◆ **WHAT YOU WILL DO**: Determine how many lines in the following listing include "System". Respond with that number only.

◆ **LISTED RECORDS**:
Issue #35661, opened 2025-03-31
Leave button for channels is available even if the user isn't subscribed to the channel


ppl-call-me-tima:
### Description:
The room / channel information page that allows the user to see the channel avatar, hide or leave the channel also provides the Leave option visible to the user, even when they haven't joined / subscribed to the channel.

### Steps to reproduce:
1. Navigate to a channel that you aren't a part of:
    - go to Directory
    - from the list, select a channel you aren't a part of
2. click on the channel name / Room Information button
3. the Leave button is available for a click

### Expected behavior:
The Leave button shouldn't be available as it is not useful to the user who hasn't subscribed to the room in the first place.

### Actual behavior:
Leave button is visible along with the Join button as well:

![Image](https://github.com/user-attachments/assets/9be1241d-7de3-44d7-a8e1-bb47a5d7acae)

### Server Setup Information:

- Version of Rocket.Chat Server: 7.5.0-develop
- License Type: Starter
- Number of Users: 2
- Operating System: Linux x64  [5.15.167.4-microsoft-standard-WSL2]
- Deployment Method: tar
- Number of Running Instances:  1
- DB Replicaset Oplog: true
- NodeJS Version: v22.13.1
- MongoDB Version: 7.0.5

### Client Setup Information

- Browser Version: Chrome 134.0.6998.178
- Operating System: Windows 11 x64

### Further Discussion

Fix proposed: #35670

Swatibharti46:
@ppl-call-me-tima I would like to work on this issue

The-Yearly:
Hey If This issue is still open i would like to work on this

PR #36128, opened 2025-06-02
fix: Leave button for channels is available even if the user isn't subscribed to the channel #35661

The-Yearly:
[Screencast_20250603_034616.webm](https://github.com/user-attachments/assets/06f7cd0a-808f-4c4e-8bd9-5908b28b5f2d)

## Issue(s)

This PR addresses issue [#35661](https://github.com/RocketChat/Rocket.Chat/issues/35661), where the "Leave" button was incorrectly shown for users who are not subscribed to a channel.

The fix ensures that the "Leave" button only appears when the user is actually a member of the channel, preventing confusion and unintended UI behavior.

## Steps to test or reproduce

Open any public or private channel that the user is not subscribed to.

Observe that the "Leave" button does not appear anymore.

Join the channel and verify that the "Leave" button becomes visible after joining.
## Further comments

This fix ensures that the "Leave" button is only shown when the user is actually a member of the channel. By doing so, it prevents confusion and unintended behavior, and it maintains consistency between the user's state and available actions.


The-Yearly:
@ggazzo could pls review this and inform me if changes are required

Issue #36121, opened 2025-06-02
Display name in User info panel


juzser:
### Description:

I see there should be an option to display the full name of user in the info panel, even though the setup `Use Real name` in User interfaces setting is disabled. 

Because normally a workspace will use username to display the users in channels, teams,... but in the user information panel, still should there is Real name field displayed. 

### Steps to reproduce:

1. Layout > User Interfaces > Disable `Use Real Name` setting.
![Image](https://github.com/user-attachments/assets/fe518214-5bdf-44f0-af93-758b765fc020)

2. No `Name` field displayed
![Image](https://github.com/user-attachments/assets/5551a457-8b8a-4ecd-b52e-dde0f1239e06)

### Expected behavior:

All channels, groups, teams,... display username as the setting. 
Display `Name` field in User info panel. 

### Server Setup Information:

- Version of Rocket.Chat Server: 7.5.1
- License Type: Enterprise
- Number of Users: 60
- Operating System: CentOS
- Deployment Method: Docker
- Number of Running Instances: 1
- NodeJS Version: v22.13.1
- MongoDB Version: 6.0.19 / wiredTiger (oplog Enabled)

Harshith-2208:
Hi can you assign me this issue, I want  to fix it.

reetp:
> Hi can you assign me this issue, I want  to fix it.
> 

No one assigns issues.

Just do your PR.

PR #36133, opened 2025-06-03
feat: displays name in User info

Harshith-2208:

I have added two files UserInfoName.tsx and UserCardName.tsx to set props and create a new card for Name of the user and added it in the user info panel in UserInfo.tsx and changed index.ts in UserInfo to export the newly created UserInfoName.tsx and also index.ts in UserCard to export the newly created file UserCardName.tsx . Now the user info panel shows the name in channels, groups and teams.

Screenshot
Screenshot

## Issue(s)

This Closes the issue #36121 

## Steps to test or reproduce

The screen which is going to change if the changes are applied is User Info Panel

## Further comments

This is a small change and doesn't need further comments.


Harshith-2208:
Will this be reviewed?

---

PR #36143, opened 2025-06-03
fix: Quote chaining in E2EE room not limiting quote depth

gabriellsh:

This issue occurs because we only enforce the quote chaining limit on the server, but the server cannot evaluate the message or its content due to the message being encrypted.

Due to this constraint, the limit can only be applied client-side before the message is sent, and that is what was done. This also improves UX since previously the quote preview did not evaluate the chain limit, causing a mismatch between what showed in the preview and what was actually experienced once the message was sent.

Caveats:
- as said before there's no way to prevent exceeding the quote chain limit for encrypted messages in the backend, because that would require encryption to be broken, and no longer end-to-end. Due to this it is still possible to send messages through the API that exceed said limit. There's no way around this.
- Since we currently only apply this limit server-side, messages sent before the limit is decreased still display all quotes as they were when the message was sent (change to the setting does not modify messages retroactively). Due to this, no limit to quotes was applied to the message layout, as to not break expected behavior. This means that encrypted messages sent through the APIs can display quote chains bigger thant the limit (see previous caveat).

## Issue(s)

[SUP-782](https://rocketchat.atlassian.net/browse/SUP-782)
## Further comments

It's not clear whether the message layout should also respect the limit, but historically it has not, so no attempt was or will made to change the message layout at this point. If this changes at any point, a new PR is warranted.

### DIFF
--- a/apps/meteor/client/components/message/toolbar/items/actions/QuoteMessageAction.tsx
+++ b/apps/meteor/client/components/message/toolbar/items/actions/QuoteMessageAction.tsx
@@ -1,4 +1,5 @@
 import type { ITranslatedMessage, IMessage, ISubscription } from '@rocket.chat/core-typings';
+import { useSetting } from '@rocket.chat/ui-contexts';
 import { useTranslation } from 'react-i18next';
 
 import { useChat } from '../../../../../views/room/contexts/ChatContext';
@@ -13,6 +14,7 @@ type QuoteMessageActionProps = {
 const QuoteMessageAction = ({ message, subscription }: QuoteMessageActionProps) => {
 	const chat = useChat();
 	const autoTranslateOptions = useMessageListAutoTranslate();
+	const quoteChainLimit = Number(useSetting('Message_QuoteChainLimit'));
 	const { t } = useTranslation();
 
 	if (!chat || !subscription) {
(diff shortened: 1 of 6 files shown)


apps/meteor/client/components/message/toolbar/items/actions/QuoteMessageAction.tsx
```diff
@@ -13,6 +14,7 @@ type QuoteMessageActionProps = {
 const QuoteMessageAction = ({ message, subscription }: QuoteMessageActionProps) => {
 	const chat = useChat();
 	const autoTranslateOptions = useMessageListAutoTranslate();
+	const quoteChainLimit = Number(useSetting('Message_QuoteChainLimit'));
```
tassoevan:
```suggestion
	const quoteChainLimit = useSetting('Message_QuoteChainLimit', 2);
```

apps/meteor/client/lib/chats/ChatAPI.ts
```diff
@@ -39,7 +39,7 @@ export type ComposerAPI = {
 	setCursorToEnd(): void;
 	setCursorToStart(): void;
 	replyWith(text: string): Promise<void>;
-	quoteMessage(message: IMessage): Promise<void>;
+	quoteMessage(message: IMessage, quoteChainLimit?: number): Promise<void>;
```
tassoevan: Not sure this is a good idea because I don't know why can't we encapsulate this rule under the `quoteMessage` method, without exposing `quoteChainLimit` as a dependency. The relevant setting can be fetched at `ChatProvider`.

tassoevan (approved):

==

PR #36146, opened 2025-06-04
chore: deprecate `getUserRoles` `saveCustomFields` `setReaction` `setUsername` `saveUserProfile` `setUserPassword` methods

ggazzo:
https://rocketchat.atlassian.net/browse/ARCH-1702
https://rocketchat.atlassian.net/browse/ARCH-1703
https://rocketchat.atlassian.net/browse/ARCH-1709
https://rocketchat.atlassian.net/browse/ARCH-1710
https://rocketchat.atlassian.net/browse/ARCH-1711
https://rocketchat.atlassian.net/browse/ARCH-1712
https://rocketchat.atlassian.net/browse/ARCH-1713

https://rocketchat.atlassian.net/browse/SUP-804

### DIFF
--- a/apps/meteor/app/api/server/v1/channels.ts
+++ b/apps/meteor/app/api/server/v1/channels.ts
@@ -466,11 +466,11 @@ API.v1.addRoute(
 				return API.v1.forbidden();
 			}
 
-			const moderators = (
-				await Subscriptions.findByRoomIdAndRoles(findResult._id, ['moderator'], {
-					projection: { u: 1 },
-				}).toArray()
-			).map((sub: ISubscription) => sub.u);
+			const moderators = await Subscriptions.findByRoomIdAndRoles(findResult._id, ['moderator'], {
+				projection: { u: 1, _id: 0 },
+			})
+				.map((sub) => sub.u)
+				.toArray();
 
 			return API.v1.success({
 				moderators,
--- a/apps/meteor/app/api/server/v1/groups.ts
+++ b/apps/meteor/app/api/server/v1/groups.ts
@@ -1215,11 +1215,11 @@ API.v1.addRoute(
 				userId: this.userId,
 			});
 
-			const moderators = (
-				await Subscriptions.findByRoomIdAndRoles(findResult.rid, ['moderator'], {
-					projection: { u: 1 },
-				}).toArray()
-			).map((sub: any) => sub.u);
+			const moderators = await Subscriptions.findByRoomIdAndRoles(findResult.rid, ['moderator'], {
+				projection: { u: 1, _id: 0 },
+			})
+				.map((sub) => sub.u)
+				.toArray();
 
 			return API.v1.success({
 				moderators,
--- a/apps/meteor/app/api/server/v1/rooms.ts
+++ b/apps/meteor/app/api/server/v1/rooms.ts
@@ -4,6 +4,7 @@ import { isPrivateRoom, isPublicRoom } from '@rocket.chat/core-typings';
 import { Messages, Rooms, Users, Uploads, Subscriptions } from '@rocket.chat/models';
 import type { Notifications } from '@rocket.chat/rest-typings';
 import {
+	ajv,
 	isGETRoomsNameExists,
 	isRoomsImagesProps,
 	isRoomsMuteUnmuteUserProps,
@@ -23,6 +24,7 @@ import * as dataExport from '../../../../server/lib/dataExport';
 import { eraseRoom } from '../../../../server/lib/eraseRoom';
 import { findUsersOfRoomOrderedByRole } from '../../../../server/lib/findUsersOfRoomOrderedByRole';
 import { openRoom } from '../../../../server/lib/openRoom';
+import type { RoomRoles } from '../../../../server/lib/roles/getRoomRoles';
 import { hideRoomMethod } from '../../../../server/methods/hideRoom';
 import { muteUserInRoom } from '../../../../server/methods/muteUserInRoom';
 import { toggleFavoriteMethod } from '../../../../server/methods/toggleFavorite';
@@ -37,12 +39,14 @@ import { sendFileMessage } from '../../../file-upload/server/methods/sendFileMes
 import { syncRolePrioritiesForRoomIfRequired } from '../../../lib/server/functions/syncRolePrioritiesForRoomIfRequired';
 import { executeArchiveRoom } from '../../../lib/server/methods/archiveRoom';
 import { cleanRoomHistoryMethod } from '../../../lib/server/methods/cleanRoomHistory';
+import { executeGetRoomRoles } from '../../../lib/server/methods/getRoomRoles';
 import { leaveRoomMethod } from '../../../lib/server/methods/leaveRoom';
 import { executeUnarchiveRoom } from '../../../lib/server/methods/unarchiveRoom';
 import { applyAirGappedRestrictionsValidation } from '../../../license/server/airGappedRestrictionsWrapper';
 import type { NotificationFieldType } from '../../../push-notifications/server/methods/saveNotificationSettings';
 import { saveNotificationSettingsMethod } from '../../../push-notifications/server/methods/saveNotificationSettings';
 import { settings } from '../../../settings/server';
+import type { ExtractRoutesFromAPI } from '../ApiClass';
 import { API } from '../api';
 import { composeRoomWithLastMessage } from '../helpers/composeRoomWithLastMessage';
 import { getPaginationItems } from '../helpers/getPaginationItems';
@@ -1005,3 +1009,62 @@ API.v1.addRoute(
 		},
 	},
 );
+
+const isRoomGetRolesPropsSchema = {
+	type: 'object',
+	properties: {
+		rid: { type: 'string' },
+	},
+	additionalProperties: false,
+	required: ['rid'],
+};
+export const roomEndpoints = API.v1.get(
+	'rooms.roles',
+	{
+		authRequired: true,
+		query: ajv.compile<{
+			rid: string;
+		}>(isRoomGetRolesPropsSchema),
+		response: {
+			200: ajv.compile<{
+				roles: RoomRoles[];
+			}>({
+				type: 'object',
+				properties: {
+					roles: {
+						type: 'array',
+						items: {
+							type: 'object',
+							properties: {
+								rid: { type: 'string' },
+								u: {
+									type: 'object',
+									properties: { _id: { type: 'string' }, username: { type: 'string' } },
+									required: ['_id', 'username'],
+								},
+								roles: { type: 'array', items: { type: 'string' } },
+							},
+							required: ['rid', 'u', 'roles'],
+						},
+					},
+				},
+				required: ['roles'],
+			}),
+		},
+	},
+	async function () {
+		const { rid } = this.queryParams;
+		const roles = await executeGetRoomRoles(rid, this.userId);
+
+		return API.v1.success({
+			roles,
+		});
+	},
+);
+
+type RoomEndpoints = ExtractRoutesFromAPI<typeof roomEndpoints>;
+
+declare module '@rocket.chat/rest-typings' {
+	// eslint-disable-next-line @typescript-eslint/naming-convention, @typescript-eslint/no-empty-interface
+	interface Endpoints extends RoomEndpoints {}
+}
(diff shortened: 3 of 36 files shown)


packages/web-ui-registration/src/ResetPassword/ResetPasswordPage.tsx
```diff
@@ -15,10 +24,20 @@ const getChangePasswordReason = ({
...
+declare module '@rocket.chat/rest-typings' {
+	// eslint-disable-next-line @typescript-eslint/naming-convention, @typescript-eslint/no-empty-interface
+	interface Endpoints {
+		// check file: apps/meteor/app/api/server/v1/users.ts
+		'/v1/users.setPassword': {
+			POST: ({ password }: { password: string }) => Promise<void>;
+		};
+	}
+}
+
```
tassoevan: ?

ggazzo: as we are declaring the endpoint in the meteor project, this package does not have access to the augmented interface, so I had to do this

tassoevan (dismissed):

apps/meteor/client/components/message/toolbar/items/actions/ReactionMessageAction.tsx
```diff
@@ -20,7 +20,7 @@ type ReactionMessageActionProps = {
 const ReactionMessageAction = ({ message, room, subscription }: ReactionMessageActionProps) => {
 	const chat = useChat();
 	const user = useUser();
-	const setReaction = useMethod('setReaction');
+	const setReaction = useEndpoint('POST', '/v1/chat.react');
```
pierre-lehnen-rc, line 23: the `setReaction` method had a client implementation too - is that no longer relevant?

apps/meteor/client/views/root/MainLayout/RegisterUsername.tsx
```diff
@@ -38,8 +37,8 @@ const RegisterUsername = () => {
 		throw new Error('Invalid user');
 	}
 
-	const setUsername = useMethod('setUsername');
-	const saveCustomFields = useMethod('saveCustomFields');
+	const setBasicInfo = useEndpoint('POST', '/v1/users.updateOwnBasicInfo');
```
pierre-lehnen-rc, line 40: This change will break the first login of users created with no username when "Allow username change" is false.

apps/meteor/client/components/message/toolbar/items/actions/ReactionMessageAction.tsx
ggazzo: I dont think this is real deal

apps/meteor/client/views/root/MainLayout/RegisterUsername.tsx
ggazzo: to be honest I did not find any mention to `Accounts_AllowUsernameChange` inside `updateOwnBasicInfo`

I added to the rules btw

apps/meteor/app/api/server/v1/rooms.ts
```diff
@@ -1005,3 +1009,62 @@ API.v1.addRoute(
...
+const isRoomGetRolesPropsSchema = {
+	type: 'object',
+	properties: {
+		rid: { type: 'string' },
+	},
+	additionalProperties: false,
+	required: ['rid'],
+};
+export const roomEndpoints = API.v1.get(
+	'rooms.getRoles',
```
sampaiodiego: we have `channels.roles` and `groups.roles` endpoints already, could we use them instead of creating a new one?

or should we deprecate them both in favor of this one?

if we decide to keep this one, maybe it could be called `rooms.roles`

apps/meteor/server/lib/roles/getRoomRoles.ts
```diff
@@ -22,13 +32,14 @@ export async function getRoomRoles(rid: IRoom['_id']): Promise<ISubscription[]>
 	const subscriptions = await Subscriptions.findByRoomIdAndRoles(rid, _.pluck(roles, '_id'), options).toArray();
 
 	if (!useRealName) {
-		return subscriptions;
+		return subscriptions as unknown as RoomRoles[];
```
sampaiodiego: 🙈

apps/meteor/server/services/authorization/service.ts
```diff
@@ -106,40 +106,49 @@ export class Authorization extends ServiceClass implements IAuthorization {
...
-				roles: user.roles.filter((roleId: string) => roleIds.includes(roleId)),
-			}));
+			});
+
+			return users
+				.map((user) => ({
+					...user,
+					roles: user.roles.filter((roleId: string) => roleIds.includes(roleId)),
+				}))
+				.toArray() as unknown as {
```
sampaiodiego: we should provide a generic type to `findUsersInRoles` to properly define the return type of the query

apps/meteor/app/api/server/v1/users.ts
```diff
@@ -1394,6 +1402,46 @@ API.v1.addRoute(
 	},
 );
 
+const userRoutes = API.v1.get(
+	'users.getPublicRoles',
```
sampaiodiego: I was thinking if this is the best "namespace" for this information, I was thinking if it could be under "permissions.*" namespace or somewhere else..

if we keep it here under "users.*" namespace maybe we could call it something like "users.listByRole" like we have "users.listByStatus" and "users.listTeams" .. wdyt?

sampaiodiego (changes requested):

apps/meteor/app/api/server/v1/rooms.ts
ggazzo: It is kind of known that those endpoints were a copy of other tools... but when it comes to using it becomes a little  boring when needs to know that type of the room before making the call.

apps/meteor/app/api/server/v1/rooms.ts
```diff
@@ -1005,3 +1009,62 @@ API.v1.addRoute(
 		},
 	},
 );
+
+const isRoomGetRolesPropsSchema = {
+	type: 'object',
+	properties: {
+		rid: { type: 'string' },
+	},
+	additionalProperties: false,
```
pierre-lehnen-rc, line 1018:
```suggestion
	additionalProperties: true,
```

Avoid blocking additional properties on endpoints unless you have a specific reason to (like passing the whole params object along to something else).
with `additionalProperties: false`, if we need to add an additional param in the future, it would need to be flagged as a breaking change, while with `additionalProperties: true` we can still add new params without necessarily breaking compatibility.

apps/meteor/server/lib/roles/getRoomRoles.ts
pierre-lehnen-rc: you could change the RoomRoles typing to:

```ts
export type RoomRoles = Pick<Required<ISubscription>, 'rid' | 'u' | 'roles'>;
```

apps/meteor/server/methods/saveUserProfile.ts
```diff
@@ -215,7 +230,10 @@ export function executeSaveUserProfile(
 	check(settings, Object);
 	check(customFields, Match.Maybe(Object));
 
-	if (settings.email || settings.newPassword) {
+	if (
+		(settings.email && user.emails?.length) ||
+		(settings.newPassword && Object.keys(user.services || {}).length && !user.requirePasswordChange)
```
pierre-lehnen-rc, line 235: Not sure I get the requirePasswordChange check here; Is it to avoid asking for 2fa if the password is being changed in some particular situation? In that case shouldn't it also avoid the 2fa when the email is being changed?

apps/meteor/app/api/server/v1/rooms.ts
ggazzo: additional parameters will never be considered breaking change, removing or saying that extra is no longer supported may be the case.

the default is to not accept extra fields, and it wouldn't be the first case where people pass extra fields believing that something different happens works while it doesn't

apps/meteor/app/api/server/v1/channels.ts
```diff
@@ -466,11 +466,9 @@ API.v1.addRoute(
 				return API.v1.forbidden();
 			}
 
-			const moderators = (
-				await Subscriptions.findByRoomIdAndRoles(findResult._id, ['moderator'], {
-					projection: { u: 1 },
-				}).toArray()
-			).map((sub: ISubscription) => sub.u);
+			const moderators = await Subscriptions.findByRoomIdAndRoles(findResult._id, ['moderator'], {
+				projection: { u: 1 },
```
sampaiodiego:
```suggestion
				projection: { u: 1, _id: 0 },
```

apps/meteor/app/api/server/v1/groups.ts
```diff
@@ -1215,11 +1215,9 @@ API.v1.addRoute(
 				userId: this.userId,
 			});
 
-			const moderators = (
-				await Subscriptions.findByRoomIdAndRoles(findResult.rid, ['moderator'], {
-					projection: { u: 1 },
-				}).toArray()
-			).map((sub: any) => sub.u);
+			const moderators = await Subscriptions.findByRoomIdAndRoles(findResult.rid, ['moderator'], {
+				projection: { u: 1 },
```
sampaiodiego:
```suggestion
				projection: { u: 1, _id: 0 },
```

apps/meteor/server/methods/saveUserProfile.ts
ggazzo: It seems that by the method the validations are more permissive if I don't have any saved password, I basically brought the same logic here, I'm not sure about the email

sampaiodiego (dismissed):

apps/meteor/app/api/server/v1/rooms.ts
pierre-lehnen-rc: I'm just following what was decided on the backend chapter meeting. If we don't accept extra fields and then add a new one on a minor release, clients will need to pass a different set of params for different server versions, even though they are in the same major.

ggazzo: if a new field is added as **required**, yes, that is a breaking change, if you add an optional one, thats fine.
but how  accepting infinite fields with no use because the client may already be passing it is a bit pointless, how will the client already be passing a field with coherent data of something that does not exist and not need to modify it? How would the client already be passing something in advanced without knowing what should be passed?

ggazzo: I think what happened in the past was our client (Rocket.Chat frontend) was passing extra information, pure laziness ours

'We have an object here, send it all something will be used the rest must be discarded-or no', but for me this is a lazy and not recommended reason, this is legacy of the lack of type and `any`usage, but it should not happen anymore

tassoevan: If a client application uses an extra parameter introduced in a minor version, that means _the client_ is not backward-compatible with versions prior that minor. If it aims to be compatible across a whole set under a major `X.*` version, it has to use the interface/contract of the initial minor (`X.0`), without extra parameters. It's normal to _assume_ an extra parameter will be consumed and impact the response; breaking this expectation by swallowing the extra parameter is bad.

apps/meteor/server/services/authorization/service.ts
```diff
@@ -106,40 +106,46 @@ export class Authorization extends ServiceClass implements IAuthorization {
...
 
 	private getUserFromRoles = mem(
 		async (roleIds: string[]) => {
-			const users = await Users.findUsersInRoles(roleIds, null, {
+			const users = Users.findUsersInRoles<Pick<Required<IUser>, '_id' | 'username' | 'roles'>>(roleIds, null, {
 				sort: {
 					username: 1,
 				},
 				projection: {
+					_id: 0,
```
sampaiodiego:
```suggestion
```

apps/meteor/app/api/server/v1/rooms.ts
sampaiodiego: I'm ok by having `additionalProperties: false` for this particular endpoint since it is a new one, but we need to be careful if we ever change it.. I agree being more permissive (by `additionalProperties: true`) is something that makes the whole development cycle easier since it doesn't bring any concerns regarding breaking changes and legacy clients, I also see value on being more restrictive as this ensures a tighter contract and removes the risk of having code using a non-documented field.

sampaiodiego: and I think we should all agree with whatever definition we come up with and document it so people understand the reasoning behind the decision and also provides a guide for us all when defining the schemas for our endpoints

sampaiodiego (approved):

◆ **PROBLEM SOLUTION**: 3